Second, we are going to see more and more consolidation in the social media world. Last month, Twitter bought Tumblr's biggest rival (Posterous). This is completely expected as markets mature.
Not All Roses
Aside from making jubilant Instagram employees and investors rather wealthy, what does this mean for the rest of us? Clearly not everyone benefits from the Instagram acquisition. Hitching your wagon to individual applications and platforms for marketing purposes comes with risks.
Like all mammoth companies, Facebook is anything but universally loved. In fact, it routinely ranks high on "most hated company" lists. Many of its haters will now surely abandon Instagram–and some have already done so. Below is just one of many tweets echoing this sentiment:
What if you were heavily promoting your business on Instagram? It's certainly possible that a Facebook-friendly Instagram 2.0 won't exactly endear itself to your client base, many of whom may not be able to use Facebook or other social networks at work. As the tweet above indicates, not every Millennial is gung-ho on Facebook. And the outrage over Facebook's Timeline (from both design and privacy perspectives) hasn't entirely abated.
Of course, Instagram changes might not take place immediately. As its CEO Kevin Systrom said in a statement:
"We're psyched to be joining Facebook and are excited to build a better Instagram for everyone. The Instagram app will still be the same one you know and love. You'll still have all the same people you follow and that follow you. You'll still be able to share to other social networks.

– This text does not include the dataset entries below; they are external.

PR #117, opened 2021-01-06
DRAFT: Make nest_tokens preserve unmodified tokens

hukkinj1:
Working on mdformat I bumped into some problems where having access to the Markdown in a tree structure might simplify and prevent some hacks (doing https://github.com/executablebooks/mdformat/pull/85). I looked into `nest_tokens` and noticed it modifies and doesn't fully respect typing of `Token.children`, adding `NestedTokens` objects into a `List[Token]`. It could be useful for rendering (and perhaps other) purposes to keep the original token.

I made some tweaks that slightly change the meaning of `NestedTokens` making it more of a container of `Token`s than a replacement for them. This change makes `nest_token` respect typing of `Token.attrs`, makes rendering possibly simpler since the original tokens are kept, and probably makes it simpler to reconstruct the linear token stream.

This a draft to raise discussion. I'm not sure if I like this :smile: not sure if @chrisjsewell likes this, and some docstrings, names etc. might need to be changed before merging. I'm also not aware of how widely `NestedTokens` and `nest_tokens` are used and how destructive a change like this would be.

### DIFF
--- a/markdown_it/token.py
+++ b/markdown_it/token.py
@@ -1,4 +1,4 @@
-from typing import List, Optional, Union
+from typing import List, Optional
 
 import attr
 
@@ -117,8 +117,8 @@ class NestedTokens:
     """
 
     opening: Token = attr.ib()
-    closing: Optional[Token] = attr.ib()
-    children: List[Union[Token, "NestedTokens"]] = attr.ib(factory=list)
+    closing: Optional[Token] = attr.ib(default=None)
+    children: List["NestedTokens"] = attr.ib(factory=list)
 
     def __getattr__(self, name):
         return getattr(self.opening, name)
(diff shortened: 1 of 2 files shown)


chrisjsewell:
Errr, I'll have a look, but would be very hesitant to change anything unless it is really needed, since it is basically the backbone of https://github.com/executablebooks/MyST-Parser, and hence https://github.com/executablebooks/jupyter-book.
Given this I can say it is very widely used and also very well (indirectly) tested

chrisjsewell:
This is where it is used if your interested: https://github.com/executablebooks/MyST-Parser/blob/396bde76823b675bb9a55f414bb391a2f24744bc/myst_parser/docutils_renderer.py#L116

hukkinj1:
Yeah if thats the case, no worries. This is something thats really simple to reimplement in a different manner in a downstream project anyways.

chrisjsewell:
Yeh I don't want to give myself anymore work to do right now 😂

And you'll still have all the other features that make the app so fun and unique."
That may be the intent, but I somehow doubt that the terms of the deal tie Mark Zuckerberg's hands. What happens if Facebook wants to make tweaks to Instagram—behind-the-scenes or otherwise? For instance, what happens if the data show that users share photos more on Twitter or Google+ than on Facebook? What will happen to Facebook's supposed neutrality?
This is why I advise my clients to dabble with a slew of different services, platforms, and apps—even if you're not sure if these will take hold. For instance, I discussed last week the need to experiment with Pinterest, even though it won't displace Google or Apple anytime soon. I'm not saying that your company needs to hire a cadre of employees to ostensibly waste time on questionable applications and services. Clearly, there's "real work" to be done.
At the same time, though, understand that things happen online faster than ever before. Your hard work and client goodwill can be vaporized with one acquisition. The terms frenemies and coopetition exist for a reason.
My advice to small business owners: Hedge your bets and realize that very little is under your direct control. A major source of leads by one app or service one day may cease to exist tomorrow. Such is life in the Age of the Platform.